- Born: Juan Uslé Oceja December 19, 1954 (age 71) Santander, Spain
- Education: Real Academia de Bellas Artes de San Carlos de Valencia
- Known for: painting, abstraction
- Spouse: Victoria Civera
- Awards: Premio Nacional de Artes Plásticas (2002)

= Juan Uslé =

Spanish artist

Juan Uslé Oceja (born 1954) is a Spanish contemporary painter. His work varies between abstraction and figurative representation. In 2002, he received the Premio Nacional de Artes Plásticas, a national arts prize awarded by the Ministerio de Cultura of Spain. He works both in New York City and in Saro in Cantabria.
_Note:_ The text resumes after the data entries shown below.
PR #152, opened 2023-12-04
Update CORS setting on Thumbnail component

adamjarling:
## What does this do?
Add `crossorigin` attribute to underlying `img` tag in Thumbnail, to help with CORS display errors.  The problem is that Canopy doesn't load `img` resources in StackBlitz sandbox environments.

See this issue for more context:
https://github.com/nulib/dc-api-v2/issues/178

## How to test?
See this StackBlitz instance (open in Firefox and Safari browsers to see the potential fix):
https://stackblitz.com/edit/cors-corp-image-example-pzxncq

### DIFF
--- a/src/components/Primitives/ContentResource/ContentResource.tsx
+++ b/src/components/Primitives/ContentResource/ContentResource.tsx
@@ -116,6 +116,7 @@ const ContentResource: React.FC<PrimitivesContentResource> = (props) => {
         <StyledResource
           as="img"
           alt={alt}
+          crossOrigin="anonymous"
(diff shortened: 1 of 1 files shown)


mathewjordan:
Hey, @adamjarling, do we still want this?

adamjarling:
> Hey, @adamjarling, do we still want this?

@mathewjordan Let's close this with no action if easier.  If there pops up a use case to demo an app which consumes Clover in the future, in Stackblitz, or maybe CodePen or something, then maybe we re-address?

PR #153, opened 2023-12-07
Bug fix to play audio files

adamjarling:
## What does this do?

- Fixes a bug which was overlaying the "audio visualizer" element on top of the `video` element when playing audio files, thereby not allowing a user to play audio files in the UI.
- Fix an audio visualizer component bug when a user clicks around to different time values in the `video` element

image

## How to test
- Spin up the app in local dev environment
- Test this link and verify you can play the audio file in the UI, and the visualizer appears:

http://localhost:3000/docs/viewer/demo?iiif-content=https://iiif.io/api/cookbook/recipe/0002-mvm-audio/manifest.json

### DIFF
--- a/src/components/Viewer/Player/AudioVisualizer.tsx
+++ b/src/components/Viewer/Player/AudioVisualizer.tsx
@@ -1,76 +1,85 @@
 /* eslint-disable react/display-name */
 
+import React, { useCallback } from "react";
+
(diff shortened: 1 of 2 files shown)


markpbaggett (approved):
@adamjarling This looks great to me.  

I actually noticed this the other day with one of my audio works, but assumed I had broken something in my manifest.  Didn't even think to look at zindex.

PR #158, opened 2023-12-12
Address new OSD instantiation drift.

mathewjordan:
The places the instance instantiation within a useEffect to ensure new instances are only created if the the URI of the image being loaded into OpenSeadragon changes.

Previous to this, any higher level re-renders of Clover were forcing a new UUID to be generated.


adamjarling (approved):
Tested the release candidate and works great.  👍

PR #161, opened 2023-12-19
Add CSS helper classes

adamjarling:
## What does this do?
Adds CSS helper classes which consuming applications can target to further customize the Clover Viewer.

## How to test
- General opinion on the class naming convention
- Run the test suite (tests added to verify class names exist and don't get knocked out of place)

## General notes
@mathewjordan This might seem like a small change, but Clover commits to providing this vehicle for customization, its pretty important to clearly announce/document any changes to class names so as not to break client app styling.

### DIFF
--- a/.gitignore
+++ b/.gitignore
@@ -1,6 +1,7 @@
 # dev
 .build
 .next
+.vscode/
 dist
 node_modules
 out
--- a/.vscode/settings.json
+++ b/.vscode/settings.json
@@ -1,7 +1,0 @@
-{
-  "editor.codeActionsOnSave": {
-    "source.fixAll.eslint": true
-  },
-  "editor.formatOnSave": true,
-  "editor.defaultFormatter": "esbenp.prettier-vscode"
-}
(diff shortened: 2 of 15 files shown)


mathewjordan (approved):
I like the additions. Should we document helper classes (briefly) in the Viewer docs? Maybe not call out each distinct class name but state something generic regarding their inclusion?

adamjarling:
> I like the additions. Should we document helper classes (briefly) in the Viewer docs? Maybe not call out each distinct class name but state something generic regarding their inclusion?

@mathewjordan Yes, great call.  I'll push up an update.

adamjarling:
How does this look @mathewjordan ? https://github.com/samvera-labs/clover-iiif/pull/161/commits/97fc034afaa920e8cebd4dfd5e4b8278984c67d3

mathewjordan:
> How does this look @mathewjordan ? [97fc034](https://github.com/samvera-labs/clover-iiif/commit/97fc034afaa920e8cebd4dfd5e4b8278984c67d3)

Solid to me. 🚀

PR #163, opened 2024-01-03
Update dependencies

adamjarling:
## What does this do?

There were some major dependency version lags, so this PR attempted to upgrade all deps.  However, after upgrading to Vite `v5`, the TypeScript types generation as part of the build process broke.  We're using `dts-bundle-generator` to handle this.  I tried updating the build to use `vite-plugin-dts`, a more popular solution in numbers, but that was erroring-out under the hood as well when trying to roll up all types into one file. 

So, the end solution here is to pin to an older version of `dts-bundle-generator`.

==Early life and education==
Uslé was born on December 19, 1954, in Santander, Cantabria, in northern Spain. He studied at the Real Academia de Bellas Artes de San Carlos de Valencia, in Valencia in eastern Spain, between 1973 and 1977. Uslé is married to artist Victoria Civera, who he has occasionally collaborated with in work. Together they have a daughter, Vicky Uslé (born 1981) who is also a painter.

Uslé moved to New York City with his family in 1987. He lives between New York City and Saro, Cantabria.

Uslé's first art exhibition in the United States was in 1988 at Farideh Cadot Gallery in New York City. Exhibitions of his work include Nudos Y Rizomas (2010), Es Baluard, Museu d'Art Modern i Contemporani de Palma, Mallorca; and Notes on Soñe que Revelabas (2019), Museu D'Art Contemporani d'Eivissa, Ibiza.